As Kasumi washes the dishes, she feels the pearl in her pocket. The violet light emanating from it comes and goes, giving her a constant reminder that it has to be returned, and soon. She is also reminded of the compass, potion, and money still in her bag that she has to ditch. The potion and compass can go in the trash, but the money would only be fertilizer for her mother’s suspicions if she finds it.

Kasumi considers waiting until tomorrow, sneaking out while her mother is at work. She could leave her phone at home to avoid being tracked, but that would leave the possibility that she’d call, and Kasumi would be found out.

Best to do it today, right under her nose when she least expects it,” Kasumi thinks, racking her brain for a solution.

Her opportunity comes when her mother’s about to go shopping. Kasumi seizes her chance. Just as her mother is about to walk out the door, Kasumi says goodbye, then follows it with, “Glad I’m not making you do that too,” in a voice just loud enough to be heard. Her plan works like a charm; she watches her mother’s expression change from the corner of her eye and laments when told to go instead.

“I’ll be keeping an eye on your location, so no pit stops at the arcade, you hear me?”

“Yes, Mom,” Kasumi laments, sliding on her shoes. As the door closes, she lets her barely suppressed smile erupt across her face.

Works every time,” Kasumi thinks, walking to the usual grocery store. On her way there, she looks up other stores near the shrine. Her plan is simple: choose the heaviest item on the list, say the first store is out of stock, and that she needs to head to the second store to pick it up. On her way back, she just so happens to see the shrine and stops to make an offering. “Simple, easy, efficient,” Kasumi thinks, doing just that. It’s a pain carrying the full eco bag from the first store to the second, but it is unavoidable.

When she finally reaches the shrine, she looks in, half expecting the Diviner to be waiting for her at the torii gate. When the Diviner is nowhere to be found, Kasumi steps in, feeling the pearl radiate heat like a hand warmer and glow brighter than before. She walks to the main building, knocks, but no one comes. With no time to waste, she places the pearl, compass, and bottle into the offering box, slipping them through the wooden grate.

*THUNK*

Her heart seems to drop with the stone, falling into the pit of her stomach. Her whole body begins trembling as she is filled with an irresistible urge to get as far away from the shrine as possible.

“Return on the 4th,” whispers a voice from behind as Kasumi exits the torii gates. She looks back, clutching the ear the voice has whispered in, but there is no one there.
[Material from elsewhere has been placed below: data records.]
PR #2002, opened 2025-10-13
Strong ID and deeper cast support for use with map keys with BEVE

stephenberry:


stephenberry:
@polyxemus, this pull request is much like your #1991 pull request, but also adds deeper support for `glz::cast`. So, both your preferred syntax works and `glz::cast` works for strong ID types. Let me know if you think this looks good. Thanks for pointing a way forward with your pull request.

polyxemus:
Perfect! Verified this works on my end.

PR #2007, opened 2025-10-16
Improve parsing for TOML integers

### LINKED ISSUE #2003: Support for non-base 10 numbers in the TOML format
Beyond the typical base ten, the TOML spec supports specifying numbers in hexadecimal, binary, and octal format, with the `0x`, `0b`, and `0o` prefixes respectively. Currently, it seems that Glaze's TOML implementation reads integers with `glz::atoi` which parses numbers according to the JSON specification, which is more limited. Adding this support would likely be useful for other formats as well. The "libconfig" format for instance allows similar prefixes, with the addition of being able to use `0q` as well as `0o` to specify octal.

Specifically, my use-case is that I would like to use TOML to specify properties of a theme, and for color properties to be able to be specified like `0xAABBCC` instead of like `11189196`.

(Thank you as well for creating and maintaining Glaze, it is very impressive and the ergonomics are astounding.)

friedkeenan:
Closes #2003.

I feel like the code could likely be condensed, but I didn't feel like I could do much more without adding too much convolution. Open to suggestions, if you think it needs some work that way.

### DIFF
--- a/include/glaze/toml/read.hpp
+++ b/include/glaze/toml/read.hpp
@@ -302,35 +302,6 @@ namespace glz
          return is_any_toml_digit(c);
       }
 
-      constexpr bool is_end_of_toml_decimal_zero(auto&& it, auto&& end) noexcept
-      {
-         // The character before 'it' should be checked to be '0'.
-
-         if (it == end) {
-            return true;
-         }
-
-         // Underscore after the zero indicates either
-         // that the zero was a leading zero, or that
-         // the underscore is a trailing underscore.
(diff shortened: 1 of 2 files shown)


stephenberry:
@friedkeenan, thanks for this pull request! I just pushed a significant cleanup to your code that also adds a bunch more unit tests. Let me know what you think.

friedkeenan:
Tests look great to me, and your changes look fine to me as well. If you're happy with it, I'm happy with it. Thanks for your help.

PR #2051, opened 2025-11-09
MSVC fix

stephenberry:
Use subtraction from zero instead of unary minus to avoid MSVC C4146 error


pps83:
that's a proper fix. Shouldn't it be the same code for all compilers? Shouldn't it generate identical code?

PR #2063, opened 2025-11-14
Allow http_server to run on external io_context.

gobdevel:
1. **Add an additional `http_server` constructor to support external `io_context` instances.**
2. **Support both internally owned and externally provided `io_context` objects.**
3. **Update `start()` API to allow running without creating worker threads.**
4. **Add test cases to verify the new constructor, `io_context` handling, and `start()` behavior.**

### DIFF
--- a/docs/networking/advanced-networking.md
+++ b/docs/networking/advanced-networking.md
@@ -263,33 +263,102 @@ void run_dual_servers() {
     http_server.get("/redirect", [](const glz::request& req, glz::response& res) {
         res.status(301).header("Location", "https://localhost:8443" + req.target);
     });
-    
+
     // HTTPS server
     glz::https_server https_server;
     https_server.load_certificate("cert.pem", "key.pem");
     setup_secure_routes(https_server);
-    
+
     // Start both servers
     auto http_future = std::async([&]() {
         http_server.bind(8080);
         http_server.start();
     });
-    
+
     auto https_future = std::async([&]() {
         https_server.bind(8443);
         https_server.start();
     });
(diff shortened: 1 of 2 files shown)


stephenberry:
Thanks for this pull request and I think the idea is sound. But, this implementation seems a bit more complex than it needs to be.

I think the io_context could just be a shared_ptr. And, the user could provide a custom destructor if they don't want the asio_server deleting the context on destruction.

unique_ptr needs to go away. But, a shared_ptr would allow an outside context to be passed in or allocated internally by default.

This would eliminate the additional optional and reference_wrapper.

You can make this change or I'll try to get to it next week. Thanks!

gobdevel:
Thanks, I will do this.
I wanted to know about the testing infra little more. It looks like the test cases are not fully validating the end to end flow. How can i test after making changes that every things works as expected. Also how to run all test cases in one go ?
A developer doc would be highly recommended. let me know if its already there.

stephenberry:
I need to add more developer documentation. Anything using the unit test library is run in the CI. There are a few examples that are just built (tested for build passing) and ought to be unit tested.

There are CI tests that execute the asio_server. So, this change should be tested. But, I might add some more next week to this pull request.

stephenberry:
I tweaked the start input to take in an optional of the size, so that default using the hardware concurrency still works. But, a size of `0` works great with external io_context

stephenberry:
I'm merging this in, because I've added documentation and I think it's ready. Feel free to submit more pull requests to tweak things.

PR #2079, opened 2025-11-22
Add glz::escape_bytes_t

stephenberry:
By default Glaze treats char arrays as null-terminated C-strings during JSON serialization. This behavior will cause data truncation when char arrays contained null bytes (`\0`), causing incorrect output (e.g., char arr[4] = {0, 0, 1, 0}; would serialize to "").

# New glz::escape_bytes_t wrapper:
1. `glz::escape_bytes_t` (Runtime Wrapper): A new class template that allows direct wrapping of char arrays or std::vector<char> to explicitly signal that their content should be serialized and deserialized as a fully escaped JSON string. This ensures all bytes, including nulls and control characters, are preserved.
2. `glz::escape_bytes` (Meta Wrapper): A corresponding variable template for use with glz::meta (reflection), enabling specific struct members to be declared as escaped byte sequences.

**Local Usage (`glz::escape_bytes_t{value}`):**

```c++
char local_data[4] = {0, 'A', 0, 'B'};
std::string out;
glz::write_json(glz::escape_bytes_t{local_data}, out);
expect(out == R"("\u0000A\u0000B")");

char read_back_data[4];
glz::read_json(glz::escape_bytes_t{read_back_data}, out);
expect(read_back_data[0] == 0);
expect(read_back_data[1] == 'A');
expect(read_back_data[2] == 0);
expect(read_back_data[3] == 'B');
```

### DIFF
--- a/tests/json_test/byte_array_test.cpp
+++ b/tests/json_test/byte_array_test.cpp
@@ -28,7 +28,7 @@ suite byte_array_tests = [] {
     "default_char_array_behavior"_test = [] {
         char arr[4] = {0, 0, 1, 0};
         std::string json;
-        glz::write_json(arr, json);
+        expect(not glz::write_json(arr, json));
         // arr is treated as null-terminated string, so it stops at first null.
         expect(json == "\"\"") << "Default char arrays stop at null";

Kasumi looks back while she runs, feeling the paranoia of being watched well up twofold from her trip home from Mt. Fuji the previous day. Even when she arrives home, she is so shaken that her mother isn’t even cross about the missing item. She embraces Kasumi, telling her she is safe. Her words fall on deaf ears. Kasumi trembles, unwilling to leave her mother’s side.

They remain together, just as they have yesterday, but it is different. The relaxed, joyful air has been replaced by a paranoid tension that seems to permeate the whole apartment. Kasumi can’t stand for her mother to be out of sight, clinging to her like a frightened toddler. All the while, she drowns in the feeling that she’s made the wrong choice, wishing to go back, only to discover all her previous saves have become like her, corrupted.